What is expected:
Where does the string "thoughts" occur in the records? Copy each line that holds it.

Saved data entries
PR #214, opened 2016-09-26
Added physical web transmission

Thomas101:
This adds two methods to the `MicroBitBLEManager`. The first one `advertisePhysicalWebUrl` allows you transmit a physical web url from the microbit. The second `stopAdvertise` stops all outgoing ble advertisements


jamesadevine:
@Thomas101 This is great, a couple of comments:

* Can we have a ManagedString variant of `advertisePhysicalWebUrl`?
* A default for `calibratedPower`
* I think `stopAdvertise` should be renamed to `stopAdvertising`?

Thomas101:
Hi @jamesadevine I've added a ManagedString variant and renamed `stopAdvertise` to `stopAdvertising`.

As regards the `calibratedPower` the value provided here depends on two things, firstly the transmission power that's set on the microbit and secondly the environment the microbit is placed within (e.g. a case, no case, behind a brick etc). To calculate this value you should measure the received signal strength from the microbit with your desired configuration and then re-supply this to the function call which will provide accurate distance measurements. I've added some more docs around the function to reflect this and also linked to the physical web spec which describes this in more detail.

I'm happy to take more direction if you still think it needs a default value or maybe a different function completely that uses a wildcard configuration - giving an incorrect distance measurement but still transmitting correctly.

finneyj:
Thanks @Thomas101 - looking good. Just a few thoughts:

- I agree we should keep the calibratedPower variable as an explicitly defined parameter. This is something the application programmer should really define. As you say, it is affected by so many things.

- I'm a bit puzzled by the type of the calibratedPower parameter though. Isn't the value a signed 8 bit int? As defined below? If so, could we update this field to be a int8_t, which would make it much cleaner for the application programmer to specify the correct value dbm value...

https://www.bluetooth.com/specifications/gatt/viewer?attributeXmlFile=org.bluetooth.characteristic.tx_power_level.xml&u=org.bluetooth.characteristic.tx_power_level.xml

- Maybe an optional parameter that also defines the transmission interval? 400ms is a great default, but there may be some apps where the user might want to know quickly if a beacon goes out of range etc?

martinwork:
Should this be placed in it's own source file (and class?) rather than adding to MicroBitBLEManager? A quick test seemed to show that adding an initialised but unreferenced global const char * to MicroBitBLEManager.cpp adds more than it's size to the compiled firmware and an unreferenced function adds a few bytes. I am assuming that an unreferenced source file won't add to the product.

remay:
I suspect that separating advertising from the BLEManager would be a useful thing to do.

finneyj:
That would be ideal, but perhaps beyond the scope of this patch? (@Thomas101 - I'd welcome such a patch, but totally understand if you want to scope this out). I am a little surprised the compiler isn't optimizing this out though... @martinwork was that a gcc/yotta build?

martinwork:
yotta with target bbc-microbit-classic-gcc

Thomas101:
@finneyj Thanks, I've changed the calibration to use `int8_t` as recommended and also added the advertising interval.

@martinwork I've wrapped the physicalweb code around an ifdef which can be configured from the `config.json` using the `microbit-dal.bluetooth.physical_web` key as per the other bluetooth services. This should mean that there is no impact on binary size if the physical web is not enabled.

If the `config.json` fix is alright are there any docs that will need updating to reflect this?

inc/bluetooth/MicroBitBLEManager.h
```diff
@@ -197,6 +199,28 @@ class MicroBitBLEManager : MicroBitComponent
...
+        * More information can be found at https://github.com/google/eddystone/tree/master/eddystone-url#tx-power-level
+        * @param internval: the advertising interval of the beacon
+	*/
+    	void advertisePhysicalWebUrl(char* url, int8_t calibratedPower, uint16_t interval = MICROBIT_BLE_PW_ADV_INTERVAL);
+
+        /**
+        * Transmits a physical web url, but accepts a ManagedString as a url. For more info see
+        * advertisePhysicalWebUrl(char* url, int8_t calibratedPower, uint16_t interval)
+        */
+    	void advertisePhysicalWebUrl(ManagedString url, int8_t calibratedPower, uint16_t internval = MICROBIT_BLE_PW_ADV_INTERVAL);
```
cpseager: internval typo

martinwork:
@Thomas101 good thinking with ifdef!

Thomas101:
:-) If you're looking for an example usage of the code, I've put one up [here](https://github.com/showio/microbit-physicalweb)

jamesadevine:
@Thomas101 Great thinking with an ifdef :smile:

I'm wondering if we should perhaps adopt a common mechanism for beacon services through class instantiation as @martinwork suggested. It would also mean that the user is in control of when the class is compiled and used and would also future proof against cases where users wanted a different kind of beacon service.

I'm up for a discussion on this one @Thomas101, what are your thoughts?

As an aside: Can beacon data be the only advertisement data that is available? Could we also preserve the advertisement data for a micro:bit?

Thomas101:
@jamesadevine I think there's definite value in adopting a common mechanism for different beacon services in the future.

For now our focus is on the Physical Web because there are some really ace demos that schools can build using the physical web and web bluetooth using the latest versions of chrome which we're going to be writing some blog posts and tutorials about. See a couple of early video deomos [here](https://www.youtube.com/watch?v=DCri83kUS7M) and [here](https://www.youtube.com/watch?v=xVvP1gr5SOI)

bluetooth-mdw:
Late to the party here....

I notice the advertising used here is of the connectable type. 

```
ble->setAdvertisingType(GapAdvertisingParams::ADV_CONNECTABLE_UNDIRECTED);
```
Is this intentional and if so what is the thinking here? A beacon would normally advertising as a non-connectable device (i.e. a GAP Broadcaster). Physical Web does define a GATT Configuration Service and if that was implemented, then when in "configuration mode", the beacon would switch to using connectable advertising packets but otherwise would use non-connectable.  The Eddystone spec says "We recommend that your beacons spend the majority of their lives in a non-connectable state,....."

I also noticed this comment:

bluetooth-mdw:
p.s. I agree a more generalised beacon framework which supports iBeacon, AltBeacon, Eddystone and whatever other beacony stuff people want is the way to go in the future, but getting Eddystone available in a simple form now, is a good step.

What I would suggest though is that the Eddystone support we have here, which is in fact only partial support for Eddystone, perhaps be refactored a little to anticipate adding the other Eddystone frame types? URL is only one of 4 frame types.

Final comment: I'd prefer to see EddyStone in the comments and method names etc rather than PhysicalWeb. PhysicalWeb is the name of a project. EddyStone is the protocol. May as well educate people to use the right terminology :-)

martinwork:
@jamesadevine Thanks for giving me somewhat more credit than I deserve!
My concern was mostly to avoid adding unused code and data to everyone's builds. It also occurred to me that MicroBitBLEManager doesn't need these functions and data to be part of it's class and they don't need to be in MicroBitBLEManager to do their job. So it would make sense for them to be separate - more so if this is a first step on the way to something bigger.

Thomas101:
@bluetooth-mdw agree with the correct naming of eddystoneUrl - its been changed to reflect this, and therefore allows other eddystone types in the future with eddystoneEid, eddystoneTlm etc.

Regarding the ADV_CONNECTABLE_UNDIRECTED, I can imagine plenty of use-cases in schools where the microbit has much more use when it stays connectable. For example if broadcasting a page and expecting another device to connect over web bluetooth to interact. Would it be best to make this a config option?

jamesadevine:
@martinwork Any ideas as to why it's not being optimised out?

@Thomas101 @bluetooth-mdw I think the primitive URL frame is great for now! We should merge with the intention of breaking these out into separate beacon classes. 

Perhaps in the future we could overload these functions with the different Beacon protocols, and it will internally instantiate the appropriate class.

finneyj:
@Thomas101.  Thanks for the quick turnaround - all looks good to me. Would be great if you could update the docs around here to record the new yotta option: https://lancaster-university.github.io/microbit-docs/advanced/#compile-time-options-with-microbitconfigh

The repo containing the content is here:
https://github.com/lancaster-university/microbit-docs

Agree we should look at other services in due course, but we can always refactor a bit when they come along. Let's merge this in.

bluetooth-mdw:
@Thomas101 I think by default, if using Eddystone, advertising packets should indicate non-connectable. By default, none of the GATT services should be instantiated if the micro:bit is being used as a EddyStone beacon either. If it's not connectable, those services have no use.

If any GATT services are included with the EddyStone URL use though, this could/should result in connectable advertising being used automatically.

Finally (?), it would be useful to be able to dynamically change the ADV type by a function call. Beacons sometimes let you switch them into config or maintenance mode so that you can then connect to them and configure (e.g.) their new URL over the air.

That's my wish list :-)

Thomas101:
I've opened a PR in the docs https://github.com/lancaster-university/microbit-docs/pull/36

martinwork:
@jamesadevine I'm afraid I'm no gcc guru, but from searching around...
Maybe it's something to do with file vs function level linking. This is the most interesting reference I could find:
http://stackoverflow.com/questions/4274804/query-on-ffunction-section-fdata-sections-options-of-gcc

finneyj:
All those options are already enabled on the mbed yotta target... which is why I was surprised that this isn't compiled out. curious.

finneyj:
I think we've all reached consensus here, so merging in. This will go into master, and be tagged in the next release. Thanks for your contribution @Thomas101!

p.s. I'd also welcome a PR adding a simple beacon sample program based on your API in the microbit-samples repo... I can see this being a pretty popular use case, as a sample might accelerate uptake of your work?

Thomas101:
Thanks @finneyj we've got an example over at [showio/microbit-physicalweb](https://github.com/showio/microbit-physicalweb) but once the next tag comes out I'll add it into the samples repo :). Do you have any schedule on this?

Thanks again everyone!

bluetooth-mdw:
@finneyj Did we? My comments about advertising have been ignored I think. Still looks like we're using connectable advertising by default. I'm OK with this being something you can enable by parameter to advertiseEddystoneUrl() but it should not use connectable advertising by default. This is not how beacons generally work and if we're giving kids an intro to beacons it's a good idea to do it in a way which mirrors the real world. Yes there will be times where you want it to be connectable too. If there's a good reason to default to connectable let's hear it..... DFU for example?

+    ble->setAdvertisingType(GapAdvertisingParams::ADV_CONNECTABLE_UNDIRECTED);

Thomas101:
I'll put a new pull request that adds this a parameter. This can then address both use cases of using the microbit as an eddystone beacon and also using the microbit as a web bluetooth controlled device that also transmits its controlling webpage on the physical web.

finneyj:
@bluetooth-mdw - apologies I thought we were parking that one for later. merging in this additional patch.

bluetooth-mdw:
@finneyj You are forgiven ;-)

finneyj:
phew. ;-)

@Thomas101 we'll be merging in the local file system branch soon (PR probably going in today). We'll tag a release once that's merged.

martinwork:
@finneyj @jamesadevine  About data-sections etc... Did you confirm what I reported? Maybe I'm doing it wrong! My yotta build is on OS X, in case that makes a difference.

It seems I was mistaken about unused functions. It's all about the data. The function I tested with contained a string constant. Maybe the following can shed some light... tested by adding to main, so it's nothing to do with linking from libraries. It looks like the build is removing unused functions but failing to remove data that is only used by those functions or not used at all.

Adding an unused function doesn't affect the hex
void unused_function() { uBit.display.clear(); }

Constants in an unused function add to the hex:
void unused_function() { uBit.display.printAsync( "unused"); }

Adding static lets the compiler filter out unused constants with a warning:
const char *unused = "a very long string";
static const char *unused = "a very long string";

A reference to an otherwise unused string in an unused function, brings back the size increase:
static const char *unused = "a very long string";
void unused_function() { uBit.display.printAsync( unused); }

Adding more code doesn't change the size:
static const char *unused = "a very long string";
void unused_function() { uBit.display.printAsync( unused); uBit.display.clear(); }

Answer:
Thanks @Thomas101 - looking good. Just a few thoughts:
I'm up for a discussion on this one @Thomas101, what are your thoughts?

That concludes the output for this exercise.